Records for processing =>

PR #45, opened 2020-11-18
fix: Pushing down the mandatory time range check from entities request to QueryServiceEntityFetcher.

buchi-busireddy:
## Description
Pushing down the mandatory time range check from entities request to QueryServiceEntityFetcher, because time range is mandatory only for query service.

This allows the entity queries which only require data from EDS to work without any
time range.

### Testing
Apart from the unit tests, tested with locally built image in real setup.

### Checklist:

### Documentation
The start_time_millis and end_time_millis in the `EntitiesRequest` aren't mandatory anymore with this change,
unless you are either requesting attributes that are changing with time or asking for metrics. As an example, all you
need is api name, id and http methods then the query can hit EDS and no need of time range.

### DIFF
--- a/gateway-service-impl/src/main/java/org/hypertrace/gateway/service/GatewayServiceImpl.java
+++ b/gateway-service-impl/src/main/java/org/hypertrace/gateway/service/GatewayServiceImpl.java
@@ -169,12 +169,6 @@ public class GatewayServiceImpl extends GatewayServiceGrpc.GatewayServiceImplBas
       Preconditions.checkArgument(
           request.getSelectionCount() > 0, "Selection list can't be empty in the request.");
 
-      Preconditions.checkArgument(
-          request.getStartTimeMillis() > 0
-              && request.getEndTimeMillis() > 0
-              && request.getStartTimeMillis() < request.getEndTimeMillis(),
-          "Invalid time range. Both start and end times have to be valid timestamps.");
-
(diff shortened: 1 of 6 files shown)


aaron-steinfeld:
So I started to say this offline, but I pretty strongly feel that the time range should remain part of the request validation. In our existing time-ranged queries, the returned entities are the ones with data in the time range. So IMO a query must always go to QS to ensure it has data and the existing behavior was a bug. We should never have query behavior where selecting different sets of attributes returns different sets of entities depending on the time-awareness of the data sources. If we want to support queries without time ranges, which I'm in support of for a number of reasons (for example, joining entities to other queries), I think that's fine but it should be a new API that doesn't support time ranges, metrics or time series.

buchi-busireddy:
@tim-mwangi what are your thoughts on separate dedicated API without time range? For the use cases that you've seen, do you think that would work or would the API be very close to the existing API?

tim-mwangi:
> @tim-mwangi what are your thoughts on separate dedicated API without time range? For the use cases that you've seen, do you think that would work or would the API be very close to the existing API?

Sure it should work and should also always be wired to EDS and validate that the selections, filtering and ordering are only on attributes and never metrics. My concern is time to put it in and resources to get there.

buchi-busireddy:
Closing this PR. Will add this functionality in a new API as we discussed here.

Work instruction =>
Once you have read the material, set it down again word for word.

Response to the task =>
PR #45, opened 2020-11-18
fix: Pushing down the mandatory time range check from entities request to QueryServiceEntityFetcher.

buchi-busireddy:
## Description
Pushing down the mandatory time range check from entities request to QueryServiceEntityFetcher, because time range is mandatory only for query service.

This allows the entity queries which only require data from EDS to work without any
time range.

### Testing
Apart from the unit tests, tested with locally built image in real setup.

### Checklist:

### Documentation
The start_time_millis and end_time_millis in the `EntitiesRequest` aren't mandatory anymore with this change,
unless you are either requesting attributes that are changing with time or asking for metrics. As an example, all you
need is api name, id and http methods then the query can hit EDS and no need of time range.

### DIFF
--- a/gateway-service-impl/src/main/java/org/hypertrace/gateway/service/GatewayServiceImpl.java
+++ b/gateway-service-impl/src/main/java/org/hypertrace/gateway/service/GatewayServiceImpl.java
@@ -169,12 +169,6 @@ public class GatewayServiceImpl extends GatewayServiceGrpc.GatewayServiceImplBas
       Preconditions.checkArgument(
           request.getSelectionCount() > 0, "Selection list can't be empty in the request.");
 
-      Preconditions.checkArgument(
-          request.getStartTimeMillis() > 0
-              && request.getEndTimeMillis() > 0
-              && request.getStartTimeMillis() < request.getEndTimeMillis(),
-          "Invalid time range. Both start and end times have to be valid timestamps.");
-
(diff shortened: 1 of 6 files shown)


aaron-steinfeld:
So I started to say this offline, but I pretty strongly feel that the time range should remain part of the request validation. In our existing time-ranged queries, the returned entities are the ones with data in the time range. So IMO a query must always go to QS to ensure it has data and the existing behavior was a bug. We should never have query behavior where selecting different sets of attributes returns different sets of entities depending on the time-awareness of the data sources. If we want to support queries without time ranges, which I'm in support of for a number of reasons (for example, joining entities to other queries), I think that's fine but it should be a new API that doesn't support time ranges, metrics or time series.

buchi-busireddy:
@tim-mwangi what are your thoughts on separate dedicated API without time range? For the use cases that you've seen, do you think that would work or would the API be very close to the existing API?

tim-mwangi:
> @tim-mwangi what are your thoughts on separate dedicated API without time range? For the use cases that you've seen, do you think that would work or would the API be very close to the existing API?

Sure it should work and should also always be wired to EDS and validate that the selections, filtering and ordering are only on attributes and never metrics. My concern is time to put it in and resources to get there.

buchi-busireddy:
Closing this PR. Will add this functionality in a new API as we discussed here.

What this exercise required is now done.